▶ **To do**: Set down the full listing exactly, character for character.

▶ **Input data**:
PR #199, opened 2026-07-08
tuf: Support importing root keys from a fioctl tarball

doanac:
Add an optional --import-keys flag to the tuf-init command that reads a fioctl/ota-tuf tarball containing the offline root key(s) and root.json. The imported root.json files are stored verbatim, fresh online keys are generated for every role, and a new root.json is created and signed by both the imported (old) root key(s) and the new root key so clients can verify the chain of trust.

Chatting with Copilot on this, it was decided to be more efficient to use our own code for talking with the FIO backend for getting the root.json files rather than trying to integrate with the fioctl client library code.

Fixes bug #189

### DIFF
--- a/cmd/server/tuf_init.go
+++ b/cmd/server/tuf_init.go
@@ -10,6 +10,7 @@ import (
 	"fmt"
 	"io"
 	"os"
+	"path/filepath"
 	"strings"
 
 	"github.com/foundriesio/update-server/storage"
@@ -49,9 +50,39 @@ func (c TufInitCmd) Run(args CommonArgs) error {
 		if err != nil {
 			return err
 		}
-		return fs.Tuf.ImportTuf(roots, keys)
+		if err := fs.Tuf.ImportTuf(roots, keys); err != nil {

▶ **Solution to this exercise**:
PR #199, opened 2026-07-08
tuf: Support importing root keys from a fioctl tarball

doanac:
Add an optional --import-keys flag to the tuf-init command that reads a fioctl/ota-tuf tarball containing the offline root key(s) and root.json. The imported root.json files are stored verbatim, fresh online keys are generated for every role, and a new root.json is created and signed by both the imported (old) root key(s) and the new root key so clients can verify the chain of trust.

Chatting with Copilot on this, it was decided to be more efficient to use our own code for talking with the FIO backend for getting the root.json files rather than trying to integrate with the fioctl client library code.

Fixes bug #189

### DIFF
--- a/cmd/server/tuf_init.go
+++ b/cmd/server/tuf_init.go
@@ -10,6 +10,7 @@ import (
 	"fmt"
 	"io"
 	"os"
+	"path/filepath"
 	"strings"
 
 	"github.com/foundriesio/update-server/storage"
@@ -49,9 +50,39 @@ func (c TufInitCmd) Run(args CommonArgs) error {
 		if err != nil {
 			return err
 		}
-		return fs.Tuf.ImportTuf(roots, keys)
+		if err := fs.Tuf.ImportTuf(roots, keys); err != nil {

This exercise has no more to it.